Music of the 20th and 21st Centuries (1900-Present)
Currents in the New World: Minimalism
John Adams
John Adams is considered one of America's most admired and respected composers of operatic, symphonic, choral, and chamber works. Influenced by Steve Reich and Philip Glass, Adams has, nonetheless, created his own distinctive, richly imaginative style of composition that makes imaginative use of the restricted harmonic vocabulary and steady rhythmic pulses that are the hallmarks of the minimalist movement.
Adams was born and raised in Massachusetts. In 1971, he moved west to San Francisco in order to distance himself from his neo-European upbringing. He had studied composition at Harvard with eminent figures such as Leon Kirchner, David Del Tredici, and Roger Sessions. His career blossomed in the West coast as he created pieces for a variety of media from film scores and operas to symphonies, concertos, and string quartets.
In Nixon in China (1987), Adams brings lush operatic textures to minimalist composition.

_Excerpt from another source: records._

PR #284, opened 2018-07-11
fix: ledger connection

tmchedlishvili:


tmchedlishvili:
@rodrigopavezi 
My first implementation was `const async = require('async')`. 
it's changed/reverted again.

Together with librettist Alice Goodman, he brings contemporary, familiar characters to the opera stage for the first time. Composer and writer held meetings in Washington, D.C. to pore over back issues of news magazines, tapes of television newscast, and other media coverage surrounding the historic seven days (21–27 February 1972) that brought together President Richard M. Nixon and Chairman Mao Tse-Tung. The result is a richly fascinating, highly dramatic work that has achieved celebrity status and continues to be performed worldwide in both concert and full-staged productions.

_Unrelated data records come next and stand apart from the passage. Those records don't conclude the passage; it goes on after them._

Issue #269, opened 2018-07-09
Implement: Local Error Log with Logfile Export


dfcowell:
Local log should support:

- Multiple log levels
- The ability to specify a log level via environment variable or command line argument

In the following examples from Act I, Scene 1–depicting the Nixon's landing and Premier Chou En-lai's welcome–listen how Adams masterfully exploits the dramatic possibilities of continually repeating melodies, harmonies, and rhythms, and knows exactly when to alter those compositional elements to reflect the dramatic action of each excerpt. These alterations can sometimes be jarring, and at others, almost imperceptibly subtle.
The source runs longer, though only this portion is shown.